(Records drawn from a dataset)
PR #414, opened 2026-01-06
Add declaration search

vinistock:
This PR implements a simple version of searching declarations based on their name. This will be used to back the LSP's workspace symbol search.

Right now, it's not super smart. It calculates a match score based on character matches that happen in the right order. It already works okay, but we can make it more sophisticated later.

**Note**

I tried using our job infrastructure for this, but I couldn't make it work. The jobs need an `Arc<&Graph>`, so that they can lock declarations for reading. However, if you try to implement that, you get into trouble because Rust will say that the `&'a Graph` reference does not outlive the Job's `'static` requirement.

On the other hand, we shouldn't need to move the graph (pass it without being a reference) just to query its data. For now, I just used scoped threads.

### DIFF
--- a/ext/rubydex/graph.c
+++ b/ext/rubydex/graph.c
@@ -109,6 +109,32 @@ static VALUE sr_graph_declarations(VALUE self) {
     return self;
 }
 
+// Graph#search: () -> Enumerator[Declaration]
+// Returns an enumerator that yields all declarations lazily
+static VALUE sr_graph_search(VALUE self, VALUE query) {
+    if (!rb_block_given_p()) {
+        return rb_enumeratorize(self, rb_str_new2("search"), 1, &query);
+    }
+
+    void *graph;
+    TypedData_Get_Struct(self, void *, &graph_type, graph);
+
+    const char *c_query = StringValueCStr(query);
+
+    void *iter = rdx_graph_declarations_search(graph, c_query);
+
+    if (iter == NULL) {
+        // The only case where the iterator will be NULL instead of a list is if the query cannot be converted to a Rust
+        // string
+        rb_raise(rb_eRuntimeError, "Converting query to Rust string failed");
+    }
+
+    VALUE args = rb_ary_new_from_args(2, self, ULL2NUM((uintptr_t)iter));
+    rb_ensure(graph_declarations_yield, args, graph_declarations_ensure, args);
+
+    return self;
+}
+
 // Body function for rb_ensure in Graph#documents
 static VALUE graph_documents_yield(VALUE args) {
     VALUE self = rb_ary_entry(args, 0);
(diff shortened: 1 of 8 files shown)


ext/rubydex/graph.c
```diff
@@ -109,6 +109,25 @@ static VALUE sr_graph_declarations(VALUE self) {
...
+    if (!rb_block_given_p()) {
+        return rb_enumeratorize(self, rb_str_new2("search"), 1, &query);
+    }
+
+    void *graph;
+    TypedData_Get_Struct(self, void *, &graph_type, graph);
+
+    const char *c_query = StringValueCStr(query);
+
+    void *iter = rdx_graph_declarations_search(graph, c_query);
```
st0012, line 124: Do we need to check if `iter` is null here and raise an exception if the query is invalid?

rust/rubydex/src/query.rs
```diff
@@ -0,0 +1,105 @@
...
+                    }
+                }
+
+                local_results
+            });
+
+            threads.push(handle);
+        }
+
+        threads.into_iter().flat_map(|t| t.join().unwrap()).collect()
```
st0012: If we split the items (`declarations.keys()`) upfront we can avoid avoid repeatedly locking the whole list:

```suggestion
    let ids: Vec<DeclarationId> = declarations.keys().copied().collect();

    let chunk_size = ids.len().div_ceil(num_threads);
    if chunk_size == 0 {
        return Vec::new();
    }

    thread::scope(|s| {
        let handles: Vec<_> = ids
            .chunks(chunk_size)
            .map(|chunk| {
                s.spawn(|| {
                    chunk
                        .iter()
                        .filter(|id| {
                            let declaration = declarations.get(id).unwrap();
                            // When the query is empty, we return everything as per the LSP specification.
                            // Otherwise, we compute the match score and return anything with a score greater than zero
                            query.is_empty() || match_score(query, declaration.name()) > 0
                        })
                        .copied()
                        .collect::<Vec<_>>()
                })
            })
            .collect();

        handles.into_iter().flat_map(|h| h.join().unwrap()).collect()
```

ext/rubydex/graph.c
vinistock: I added a check, although I don't think this scenario can actually happen. We receive the `char*` from the Ruby VM, so I believe converting it to a Rust string will always succeed.

rust/rubydex/src/query.rs
vinistock: I switched to this approach, but I've been thinking if maybe having `rayon` added back in isn't a better option. It provides many convenient parallelism options.

This is also why I mentioned in the PR description that I tried to use our new job infrastructure, so that the parallelism would be consistent with the rest. However, I think we need some modifications in the job infra to make it work.

st0012: I think this particular implementation isn't bad. I'd vote against twisting it to pass graph just to use the job queue, even if it works.

PR #415, opened 2026-01-06
Use JobQueue for file indexing.

Morriar:
Follow up on #394, we use the `JobQueue` for file indexing.

The indexing logic is the same, I just moved it into `Job` implementations.

Performances are unchanged we use the same parallelism, channels and work stealing tricks.

### DIFF
--- a/rust/saturn/src/indexing.rs
+++ b/rust/saturn/src/indexing.rs
@@ -1,98 +1,97 @@
 use crate::{
-    errors::{Errors, MultipleErrors},
+    errors::Errors,
     indexing::{local_graph::LocalGraph, ruby_indexer::RubyIndexer},
+    job_queue::{Job, JobQueue},
     model::graph::Graph,
 };
-use std::fs;
-use std::sync::{
-    Arc, Mutex,
-    mpsc::{Receiver, Sender},
-};
-use std::{sync::mpsc, thread};
+use crossbeam_channel::{Sender, unbounded};
+use std::{fs, path::PathBuf, sync::Arc};
 use url::Url;
 
 pub mod local_graph;
 pub mod ruby_indexer;
 
-type LocalGraphResult = Result<LocalGraph, Errors>;
-
-/// Indexes the given items, reading the content from disk and populating the given `Graph` instance.
-///
-/// # Errors
-///
-/// Returns Ok if indexing succeeded for all given documents or a vector of errors for all failures
-///
-/// # Panics
-/// This function will panic in the event of a thread dead lock, which indicates a bug in our implementation. There
-/// should not be any code that tries to lock the same mutex multiple times in the same thread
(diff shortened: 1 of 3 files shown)


rust/saturn/src/indexing.rs
```diff
@@ -1,98 +1,131 @@
...
+
+    fn send_error(&self, error: Errors) {
+        self.errors_tx
+            .send(error)
+            .expect("errors receiver dropped before run completion");
+    }
+}
+
+impl Job for IndexingRubyFileJob {
+    fn run(&self) {
```
vinistock, line 39: Will these be able to receive parameters too? For the LSP, we'll need to pass the source received from the editor instead of reading from disk.

rust/saturn/src/indexing.rs
```diff
@@ -1,98 +1,131 @@
...
+///
+/// Will panic if the graph cannot be wrapped in an Arc<Mutex<>>
+pub fn index_files(graph: &mut Graph, paths: Vec<PathBuf>) -> Vec<Errors> {
+    let queue = Arc::new(JobQueue::new());
+    let (local_graphs_tx, local_graphs_rx) = unbounded();
+    let (errors_tx, errors_rx) = unbounded();
+
+    // We need to wrap the graph in an Arc<Mutex<>> so it can be shared with the MergeJob.
+    // Since we only have a mutable reference, we take the value out, wrap it, and put it back at the end.
+    let shared_graph = Arc::new(Mutex::new(mem::take(graph)));
```
vinistock: Do we need the merge part to be parallelized? We can probably avoid both the merge job and the arc mutex if we use the main thread to perform the merge as before, no?

Or is there some advantage to parallelizing the merge too?

rust/saturn/src/indexing.rs
Morriar: You pass the parameters through the `new` when you push the job onto the queue.

So we can imagine something like this for URI files:

```rs
pub struct IndexingRubyContentJob {
    uri: URI,
    ruby_content: String,
    local_graph_tx: Sender<LocalGraph>,
    errors_tx: Sender<Errors>,
}

queue.push(Box::new(IndexingRubyContentJob::new(
    uri,
    ruby_content
    local_graphs_tx.clone(),
    errors_tx.clone(),
)));
```

rust/saturn/src/indexing.rs
Morriar: It's not necessary, performances are the same since we don't parallelize the merge, we just made it one single job. The idea was more to stick to one pattern.

I removed the job and kept the merging in the main loop 👍

rust/saturn/src/indexing.rs
vinistock: Oh, right! Nice.

PR #416, opened 2026-01-06
Clean errors definition

Morriar:
Uniformize how we raise errors from listing/indexing.

### DIFF
--- a/rust/saturn/src/listing.rs
+++ b/rust/saturn/src/listing.rs
@@ -39,7 +39,7 @@ impl FileDiscoveryJob {
 
     fn handle_symlink(&self, path: &PathBuf) {
         let Ok(canonicalized) = fs::canonicalize(path) else {
-            self.send_error(Errors::FileReadError(format!(
+            self.send_error(Errors::FileError(format!(
                 "Failed to canonicalize symlink: `{}`",
                 path.display(),
             )));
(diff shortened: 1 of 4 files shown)


rust/saturn/src/listing.rs
```diff
@@ -39,7 +39,7 @@ impl FileDiscoveryJob {
 
     fn handle_symlink(&self, path: &PathBuf) {
         let Ok(canonicalized) = fs::canonicalize(path) else {
-            self.send_error(Errors::FileReadError(format!(
+            self.send_error(Errors::PathError(format!(
```
st0012: When do we use PathError and when to use FileReadError?

Morriar: Would this help?

```rs
errors!(
    // Should be used only if the file can't be opened for reading
    FileReadError;
    // Should be used if any path manipulation fails
    PathError;
);
```

Honestly, I think we could have only one error for all these case. Differentiating is not super useful and kind of arbitrary.

st0012: If we don't need the distinction now, I prefer having a generic one and capture context through the message. @vinistock WDYT?

Morriar: I agree, I was trying to keep the original errors but I think just one more generic is fine.

vinistock: Yeah, I think having a single one makes sense.

Morriar: Perfect, removed the errors to keep only one generic `FileError` 👍

PR #417, opened 2026-01-06
Surface indexing diagnostics

Morriar:
Closes https://github.com/Shopify/saturn/issues/340.

### DIFF
--- a/rust/saturn/src/indexing/ruby_indexer.rs
+++ b/rust/saturn/src/indexing/ruby_indexer.rs
@@ -488,12 +488,24 @@ impl<'a> RubyIndexer<'a> {
             return;
         };
 
+        let lexical_nesting_id = self.parent_nesting_id().copied();
+
         // Collect all arguments as constant references. Ignore anything that isn't a constant
         let reference_ids: Vec<_> = arguments
             .arguments()
             .iter()
             .filter_map(|arg| {
                 if arg.as_self_node().is_some() {
+                    if lexical_nesting_id.is_none() {
+                        self.local_graph.add_diagnostic(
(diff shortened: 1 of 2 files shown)


rust/saturn/src/indexing/ruby_indexer.rs
```diff
@@ -482,17 +488,37 @@ impl<'a> RubyIndexer<'a> {
...
                 if arg.as_self_node().is_some() {
+                    if lexical_nesting_id.is_none() {
+                        self.local_graph.add_diagnostic(
+                            Diagnostics::TopLevelMixinSelf,
+                            Offset::from_prism_location(&arg.location()),
+                            "Top level mixin self".to_string(),
+                        );
+
+                        return None;
+                    }
```
vinistock, line 507: Could we consider this a circular mixin error and then already handle this case:

```ruby
module Foo
  include self
end
```

Or is there a difference for when it happens in the top level? Although, we do need to allow `extend self` as that one is valid.

Morriar: At the top level you get an error for anything using `self`:

```rb
include self # => wrong argument type Object (expected Module) (TypeError)
prepend self # => wrong argument type Object (expected Module) (TypeError)
extend self # => wrong argument type Object (expected Module) (TypeError)
```

which is different than circular dependencies:

```rb
module Bar
  include self # => cyclic include detected (ArgumentError)
end
```

So I was aiming at surfacing the first problem during `indexing` because we don't create any definition and handling circular dependencies during `resolution` since we also need to handle a similar case:

```rb
module Bar
  include Bar # => cyclic include detected (ArgumentError)
end
```

PR #419, opened 2026-01-07
Fix class variable indexing and resolution

st0012:
Class variables, unlike instance variables, only follow lexical nesting, not the method receiver/singleton class context.

### DIFF
--- a/docs/ruby-behaviors.md
+++ b/docs/ruby-behaviors.md
@@ -416,6 +416,60 @@ $foo, $bar, $baz = 1, 2, 3
 FOO, BAR::BAZ, ::BAZ = 3, 4, 5
 ```
 
+### Instance Variables vs Class Variables: Receiver vs Lexical Scoping
+
+A critical difference between instance variables (`@`) and class variables (`@@`) is how they determine ownership when defined inside a method with an explicit receiver:
+
+- **Instance variables** follow the **receiver** (`self` at runtime)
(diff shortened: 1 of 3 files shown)


docs/ruby-behaviors.md
```diff
@@ -416,6 +416,60 @@ $foo, $bar, $baz = 1, 2, 3
...
+- **Instance variables** follow the **receiver** (`self` at runtime)
+- **Class variables** follow **lexical scope** (where the code is written)
+
+```ruby
+class Foo; end
+
+class Bar
+  # This defines a singleton method on Foo, but lexically inside Bar
+  def Foo.demo
+    @ivar = "instance var"   # Belongs to Foo (the receiver)
```
```suggestion
    @ivar = "instance var"   # Belongs to <Foo> (the receiver)
```

rust/saturn/src/indexing/ruby_indexer.rs
```diff
@@ -478,21 +504,29 @@ impl<'a> RubyIndexer<'a> {
         Some(definition_id)
     }
 
+    /// Returns the definition ID of the current owner (class, module, or singleton class),
+    /// skipping methods in the definitions stack.
+    fn current_owner_definition_id(&self) -> Option<DefinitionId> {
```
vinistock: Maybe we can call this `current_nesting_definition_id` as in #402 I'm introducing the concept of things that can be owners, but not lexical scopes.

Issue #91, opened 2025-08-12
Start indexing module_function


vinistock:
There's useful context in https://github.com/Shopify/ruby-lsp/pull/3018. The `module_function` method either declares a section for module functions or accepts a method definition (the returned symbol). When a method gets marked as a module_function, the module gets a singleton version of the method and the original instance method becomes private.

For example:

```ruby
module Foo
  module_function

  def bar; end
end

Foo.bar # the public module function bar 👍 

class Something
  include Foo
end

Something.new.bar # => error, can't invoke private method bar
```

Invoking `module_function` in a class raises an error, so we can just ignore it.

PR #420, opened 2026-01-07
Track visibility inside singleton classes.

Morriar:
One more step towards #91.

This time we handle visibility inside `class << self`.

Also fix a bug where we were always pushing a new visibility instead of replacing the last one:

```rb
class Foo
  public # push a new one to the stack
  private # replace the current visibility instead of pushing
end
```

### DIFF
--- a/rust/saturn/src/indexing/ruby_indexer.rs
+++ b/rust/saturn/src/indexing/ruby_indexer.rs
@@ -709,15 +709,13 @@ impl Visit<'_> for RubyIndexer<'_> {
 
             self.add_member_to_current_owner(definition_id);
 
-            self.definitions_stack.push(definition_id);
-            self.visibility_stack.push(Visibility::Public);
-
             if let Some(body) = node.body() {
+                self.definitions_stack.push(definition_id);
+                self.visibility_stack.push(Visibility::Public);
                 self.visit(&body);
+                self.visibility_stack.pop();
+                self.definitions_stack.pop();
             }
-
-            self.visibility_stack.pop();
-            self.definitions_stack.pop();
         }
     }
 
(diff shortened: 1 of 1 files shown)


rust/saturn/src/indexing/ruby_indexer.rs
```diff
@@ -1122,11 +1120,29 @@ impl Visit<'_> for RubyIndexer<'_> {
                     return;
                 }
 
-                self.visibility_stack.push(Visibility::from_string(message.as_str()));
-
                 if let Some(arguments) = node.arguments() {
```
alexcrocha, line 1125: Consider extracting `Visibility::from_string(message.as_str())` to a variable before the `if let` to avoid repeating the conversion in both branches and improve readability a bit:
```suggestion
                let visibility = Visibility::from_string(message.as_str());
                
                if let Some(arguments) = node.arguments() {
```

Also, a personal preference, `match node.arguments() {` would work really well here.

rust/saturn/src/indexing/ruby_indexer.rs
alexcrocha, line 2460: We need to fix this test as well. It's a coincidence that the code example was masking this bug and allowing the test to pass. Removing the last `protected` should do it.

rust/saturn/src/indexing/ruby_indexer.rs
Morriar: I pulled the `Visibility::from_string(message.as_str())` out of the branches, but I kept the `if`.

rust/saturn/src/indexing/ruby_indexer.rs
Morriar: Good catch, I changed the last `protected` into a `public` to better show the behavior.

PR #421, opened 2026-01-08
Add nesting enum for indexer

vinistock:
This PR extracts just the new `Nesting` enum portion of #402, to make it a bit easier to handle the existing conflicts with main.

Basically, the `definitions_stack` becomes a `nesting_stack`, where we can store the IDs with a bit of differentiation and perform the right behaviour:

- LexicalScope: anywhere the `class` or `module` keywords get used, which produces a new lexical scope that binds constants and class variables
- Owner: definitions that can own things, but without producing a new lexical scope (like the ones created by `Class.new`)
- Method: a method. Just used for instance variables, so that we know we're inside of a method

### DIFF
--- a/rust/saturn/src/indexing/ruby_indexer.rs
+++ b/rust/saturn/src/indexing/ruby_indexer.rs
@@ -25,6 +25,26 @@ enum MixinType {
     Extend,
 }
 
+enum Nesting {
+    /// Nesting stack entries that produce a new lexical scope to which constant references must be attached to (i.e.:
+    /// the class and module keywords). All lexical scopes are also owner, but the opposite is not true
+    LexicalScope(DefinitionId),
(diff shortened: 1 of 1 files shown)


rust/saturn/src/indexing/ruby_indexer.rs
```diff
@@ -25,6 +25,26 @@ enum MixinType {
     Extend,
 }
 
+enum Nesting {
+    /// Nesting stack entries that produce a new lexical scope to which constant references must be attached to (i.e.:
+    /// the class and module keywords). All lexical scopes are also owner, but the opposite is not true
+    LexicalScope(DefinitionId),
+    /// An owner entry that will be associated with all members encountered, but will not produce a new lexical scope
+    /// (e.g.: Module.new or Class.new)
+    #[allow(dead_code)]
```
vinistock, line 34: This is dead just until the work on the other PR is complete.

PR #424, opened 2026-01-08
Put `ClassDefinition` impl next to struct

vinistock:
Another extraction to simplify #402

The impl block for `ClassDefinition` was the only one that was not next to its struct. This PR just moves it next to it.

### DIFF
--- a/rust/saturn/src/model/definitions.rs
+++ b/rust/saturn/src/model/definitions.rs
@@ -156,6 +156,82 @@ pub struct ClassDefinition {
     mixins: Vec<Mixin>,
 }
 
+impl ClassDefinition {
+    #[must_use]
+    pub const fn new(
+        name_id: NameId,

Goal of the exercise:
Nothing should be returned except the lines from the first line of the data above through the line with "I tried using", each one exact.

The answer:
PR #414, opened 2026-01-06
Add declaration search

vinistock:
This PR implements a simple version of searching declarations based on their name. This will be used to back the LSP's workspace symbol search.

Right now, it's not super smart. It calculates a match score based on character matches that happen in the right order. It already works okay, but we can make it more sophisticated later.

**Note**

I tried using our job infrastructure for this, but I couldn't make it work. The jobs need an `Arc<&Graph>`, so that they can lock declarations for reading. However, if you try to implement that, you get into trouble because Rust will say that the `&'a Graph` reference does not outlive the Job's `'static` requirement.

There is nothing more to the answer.